Così, al di là dell’europeismo, tocca pensare a come limitare i danni. Ieri alla Farnesina si è tenuta una riunione con i rappresentanti del mondo imprenditoriale – da Confindustria a Federacciai fino a Federvini e Farmindustria (e non solo) – per “sapere da loro cosa serve per sostenerle”. E’ questa la priorità, ha assicurato Tajani, che ha istituito una task force permanente. Si spingerà inoltre sul Piano d’azione per l’export nei mercati extra-Ue. Il Mercosur resta una opportunità. Mentre sul fronte internazionale: “Il nodo principale da affrontare è il rapporto tra euro e dollaro, che si è svalutato del 17 per cento. Più dei dazi, è lì che bisogna incidere”. La ricetta di Tajani chiama in causa la Bce. “Ridurre ancora il costo del denaro, come durante il Covid. Siamo al 2 per cento, si può arrivare a zero, e pensare al Quantitative easing”. Poco dopo anche il ministro degli Affari europei Tommaso Foti rilancia la proposta. Tra le altre misure per le aziende, Tajani ha poi auspicato la modifica dello Sme supporting factor – un meccanismo europeo per agevolare il credito alle Pmi. “Portiamolo da 2,5 milioni a 5 milioni. Tocca però alla Bce fare le valutazioni”.
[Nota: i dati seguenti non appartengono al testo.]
PR #3808, opened 2024-03-18
test_linearizer_failures: add failing kernel from GPT2 CUDA

flammit:
this bisects to #3530 which I think caused the uops to be incorrect on all platforms

PR #3817, opened 2024-03-19
Fix factoring bug (O(n) arange related)

patosai:
See #3808, related to #3530

The division can't be factored, the param wasn't passed through when floordiv called itself. I see this caused a number of reverts, apologies.

### DIFF
--- a/tinygrad/shape/symbolic.py
+++ b/tinygrad/shape/symbolic.py
@@ -51,12 +51,12 @@ class Node:
   def __rfloordiv__(self, b:int): return NumNode(b) // self
   def __floordiv__(self, b:Union[Node,int], factoring_allowed=True):
     if isinstance(b, Node):
-      if b.__class__ is NumNode: return self.__floordiv__(b.b, factoring_allowed=factoring_allowed)
+      if b.__class__ is NumNode: return self.__floordiv__(b.b, factoring_allowed)
       if self == b: return NumNode(1)
       if (b - self).min > 0 and self.min >= 0: return NumNode(0) # b - self simplifies the node
       raise RuntimeError(f"not supported: {self} // {b}")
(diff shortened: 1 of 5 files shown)


tinygrad/shape/symbolic.py
```diff
@@ -51,12 +51,12 @@ def __rmul__(self, b:int): return self*b
   def __rfloordiv__(self, b:int): return NumNode(b) // self
   def __floordiv__(self, b:Union[Node,int], factoring_allowed=True):
     if isinstance(b, Node):
-      if b.__class__ is NumNode: return self // b.b
+      if b.__class__ is NumNode: return self.__floordiv__(b.b, factoring_allowed)
```
patosai, line 54: the problem was something like `Node.__floordiv__(NumNode(-16), factoring_allowed=False)` was being called, this ran and called itself but didn't give factoring_allowed so it ended up being `Node.__floordiv__(-16, factoring_allowed=True)`

chenyuxyz: Can you add a direct test for this case in test/unit/test_symbolic.py?

patosai: yup

patosai: test is added now, you can see the subtleness of the bug

chenyuxyz: thanks. yea that looks very sketchy, we probably have other bugs around div negative numbers. I will think about how to improve that.

change looks good. I will run more tests tomorrow and merge the fix if all looks good!

chenyuxyz:
Tested with local fuzzer and ran on ci benchmark 3 times, all looked good. Thanks for fixing the bug!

Sullo sfondo restano le regionali. A stretto giro non sono previsti incontri tra i leader di centrodestra. Al momento l’unica certezza è Francesco Acquaroli nelle Marche. Si cerca la quadra in Campania e in Puglia. Ma è il Veneto la partita più difficile e rischia di avere ripercussioni fuori regione. E ieri Tajani ha detto in modo chiaro quello che era nell’aria: no a una lista Zaia. “Non è una buona idea. Se si fa una lista diversa dal proprio partito, è un po’ singolare”.